---- Provided records

PR #1030, opened 2020-08-19
fix: add guard on "key" in Widget keydown handler

c0state:
`key` can be undefined in certain circumstances. The one I saw was with Chrome autofill drop-downs. If you "arrow down" into a Chrome autofill box and then tab out of it, `key` is undefined, presumably because it was attached to the dropdown which no longer exists.


c0state:
@jquense any comment on this?

jquense (approved):

jquense:
sorry!

PR #1044, opened 2020-10-23
Fixes #1040

### LINKED ISSUE #1040: DateTimePicker throwing `Cannot read property 'handleKeyDown' of undefined`
We have recently upgraded from `4.5.0` to `4.6.0`. Once we upgraded we started getting errors:

`Uncaught TypeError: Cannot read property 'handleKeyDown' of undefined`

#### To Reproduce

1. Open a DateTimePicker by way of clicking the calendar icon
1. Try to navigate the calendar with the arrow keys
1. If you click the time icon and use the arrow keys it behaves fine. The problem seems to be with accessing `calRef.inner`

---

The offending line from React Widgets:

```
else if (open) {
    if (open === 'date') _this5.calRef.inner.handleKeyDown(e); <-----------------------
    if (open === 'time') _this5.timeRef.handleKeyDown(e);
}
```

The props we are using:

```
<DateTimePicker
        name={name}
        onChange={onChange}
        disabled={disabled}
        min={min}
        max={max}
        value={value}
        currentDate={effectiveCurrentDate}
        onCurrentDateChange={setCurrentDate}
        autoFocus={autoFocus}
        defaultOpen={defaultOpen ? 'date' : false}
/>
```

khanusin:
Fixes issue: Opening a date picker, then using arrow keys to navigate, produces error.

### DIFF
--- a/packages/react-widgets/src/DateTimePicker.js
+++ b/packages/react-widgets/src/DateTimePicker.js
@@ -286,7 +286,7 @@ class DateTimePicker extends React.Component {
         this.close()
       }
     } else if (open) {
-      if (open === 'date') this.calRef.inner.handleKeyDown(e)
+      if (open === 'date') this.calRef.handleKeyDown(e)
       if (open === 'time') this.timeRef.handleKeyDown(e)
     }
   }


jquense (approved):

aedryan:
Can we expect a 4.6.1 release with this fix?

PR #1059, opened 2021-01-19
Fix inputProps not being applied on DropdownList

### LINKED ISSUE #963: inputProps doesn't work on DropdownList component
When passing `inputProps` to `DropdownList` props do not appear on input element.
As I see `inputProps` value-pairs are passed then to `DropdownListItem`, but then it's considered by `DropdownListItem`

dmason30:
Fixes #963

The `inputProps` were not being applied to the input in the `DropdownListInput` component.


DaneSirois:
Bumping this as I also need this fix

PR #1075, opened 2021-04-27
fix: user deletes when there are no tags in Multiselect

AaronBuxbaum:
If a user presses delete when there are no tags in the list in a Multiselect component, it will trigger a change, which may trigger unexpected handlers. Typically, changes to a component where no state changes (ie. deleting nothing) results in no changes, therefore I propose adding a check when a user tries to delete in order to guard from this case.

I also provide a simple utility function for tag list size -- the main purpose of this is to make it more clear to code readers as to why that check exists without having to understand the internals of `FocusList` -- as opposed to a direct usage like `tagList.get()[0].length`


jquense (approved):
Nice!

PR #1079, opened 2021-06-03
Fixed Combobox's inputProps' readOnly being overwritten by Combobox's readOnly

50jeffng:
### WHAT:
Following `DatePicker` component way of setting `input` `readOnly`, it fixes `Combobox` component's `input` `readOnly` being replaced by the component's `readOnly`

### REMARKS:
I'm not really the best in Typescript so I need some help of solving the `inputProp`'s type, in `DatePicker` component it has a separate file for `input` but in this I think it's unnecessary so I temporarily bypass it by ignoring it (by `ts-ignore`)


jquense (approved):

jquense:
thanks!

Issue #531, opened 2021-04-19
Create `card--nolink` functionality in card.js


bspeare:
As a part of https://github.com/uiowa/uiowa/issues/3262, we need an opt-out class for cards that don't need the entire card clickable/linked. 

# Proposed solution

- Create `card--nolink` or similar modifier class to target in `card.js`. 
- Change https://github.com/uiowa/uids/blob/main/src/components/card/card.js#L1 to be something like `const cards = document.querySelectorAll('.card:not(.card--nolink)')` ?

GaryRidgway:
This makes sense to me, and i think it's a pretty consistent implementation with other things that we have done before.

PR #532, opened 2021-04-19
Feature: Added data attribute for removing entire card link function in card.js

bspeare:
Resolves https://github.com/uiowa/uids/issues/531. 

# How to test

- Go to https://uids.brand.uiowa.edu/branches/feature_card_no_link/components/preview/card--row.html and verify that first card has data attribute and that only the card title is clickable.


pyrello (approved):
Tested. Works as expected.

Issue #538, opened 2021-05-03
Fix `tables--width-default` class behavior.


pyrello:

bspeare:
Looks like `tables--width-default` might just need `width: auto;` set in order to allow tables to be narrow.

PR #539, opened 2021-05-04
Added a fix to caption with to work with table--width-default class a…

bspeare:
Resolves: https://github.com/uiowa/uids/issues/538

# How to test

- If the pages generate, check out https://uids.brand.uiowa.edu/branches/feature_table_hotfix/components/preview/tables.html or https://localhost:3000/components/preview/tables and look for the table with the heading "Table with default width" has a caption that does not extend full width of the page.


pyrello (approved):
Reviewed. Thanks!

PR #552, opened 2021-05-14
Adjust card and banner click handling JS

pyrello:
Related to #553, but does not resolve


pyrello:
I have adjusted this to include banners by moving the logic into a shared assets JS file and adjusting the implementation to use component-agnostic classes. Also just letting `<a>` and `<button>` clicks do what they would have originally have done and only applying the click behavior otherwise.

richardbporter:
Adjusted PR description to not resolve the original issue.

joewhitsitt (approved):
Approving knowing that this is a step forward but does not address https://github.com/uiowa/uids/issues/553

pyrello:
I've closed #553 as "won't fix" based on my previous investigation.

PR #563, opened 2021-05-27
Intro Text Changes

bewoldt:
Proposed changes to Intro Text feature.

- Smaller font size. Feels odd to have the intro text larger than the H2.
- Increased line-height for spacing
- Removes additional margin-bottom and defaults to regular paragraph margin-bottom.

Before
Screen Shot 2021-05-27 at 10 24 10 AM

After
Screen Shot 2021-05-27 at 10 50 28 AM

### DIFF
--- a/src/components/typography/paragraph/paragraph.scss
+++ b/src/components/typography/paragraph/paragraph.scss
@@ -164,15 +164,15 @@ pre {
   font-weight: $font-weight-medium-bold;
   line-height: 1.3;
   font-size: 2.0rem;
-  font-size: containerClamp(1.6rem, 2.0rem);
+  font-size: containerClamp(1.6rem, 2.2rem);
   margin-top: 0;
 }
 
 .uids-component--light-intro,
 .element--light-intro {
   font-weight: $font-weight-light;
-  line-height: 1.3;
+  line-height: 1.4;
   font-size: 2.0rem;
-  font-size: containerClamp(1.6rem, 2.0rem);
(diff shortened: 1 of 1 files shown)


bspeare:
@bewoldt This seems like a good change.  Would you be willing to move up to `2.1rem`?

bewoldt:
> @bewoldt This seems like a good change. Would you be willing to move up to `2.1rem`?

@bspeare 2.1rem is fine.

bspeare:
@bewoldt I adjusted the line-height a bit as well and adjusted the font size for the bold option because Zilla has a smaller height than roboto.  Can you review the changes?

bspeare:
Also, there is work happening in https://github.com/uiowa/uids/pull/561 that will increase the `<h2>` size for Zilla so that it has a similar height to the Roboto `<h2>`.

bewoldt:
I still think it's slightly larger than it needs to be but definitely better than it was before.

bspeare:
OK, let's wait until https://github.com/uiowa/uids/pull/561 merges and then adjust as necessary.

bewoldt:
I just discover you have a .lead class name too. Is the Intro Text meant to replace this? Are you keeping .lead? https://pharmacy.uiowa.edu/pharmacy_practice

bspeare:
We intend to replace `.lead` with this set of styles.

bspeare (approved):
Let's go with this and revisit in a future pull request if we still aren't happy with it.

--------

▶ _Task objective_:
Print nothing but the lines from the one that contains "Screen Shot 2021-05-27 at 10 24 10 AM" to the final line of the data, both included, exactly as they read.

▶ _Solution to this problem_:
Screen Shot 2021-05-27 at 10 24 10 AM

After
Screen Shot 2021-05-27 at 10 50 28 AM

### DIFF
--- a/src/components/typography/paragraph/paragraph.scss
+++ b/src/components/typography/paragraph/paragraph.scss
@@ -164,15 +164,15 @@ pre {
   font-weight: $font-weight-medium-bold;
   line-height: 1.3;
   font-size: 2.0rem;
-  font-size: containerClamp(1.6rem, 2.0rem);
+  font-size: containerClamp(1.6rem, 2.2rem);
   margin-top: 0;
 }
 
 .uids-component--light-intro,
 .element--light-intro {
   font-weight: $font-weight-light;
-  line-height: 1.3;
+  line-height: 1.4;
   font-size: 2.0rem;
-  font-size: containerClamp(1.6rem, 2.0rem);
(diff shortened: 1 of 1 files shown)


bspeare:
@bewoldt This seems like a good change.  Would you be willing to move up to `2.1rem`?

bewoldt:
> @bewoldt This seems like a good change. Would you be willing to move up to `2.1rem`?

@bspeare 2.1rem is fine.

bspeare:
@bewoldt I adjusted the line-height a bit as well and adjusted the font size for the bold option because Zilla has a smaller height than roboto.  Can you review the changes?

bspeare:
Also, there is work happening in https://github.com/uiowa/uids/pull/561 that will increase the `<h2>` size for Zilla so that it has a similar height to the Roboto `<h2>`.

bewoldt:
I still think it's slightly larger than it needs to be but definitely better than it was before.

bspeare:
OK, let's wait until https://github.com/uiowa/uids/pull/561 merges and then adjust as necessary.

bewoldt:
I just discover you have a .lead class name too. Is the Intro Text meant to replace this? Are you keeping .lead? https://pharmacy.uiowa.edu/pharmacy_practice

bspeare:
We intend to replace `.lead` with this set of styles.

bspeare (approved):
Let's go with this and revisit in a future pull request if we still aren't happy with it.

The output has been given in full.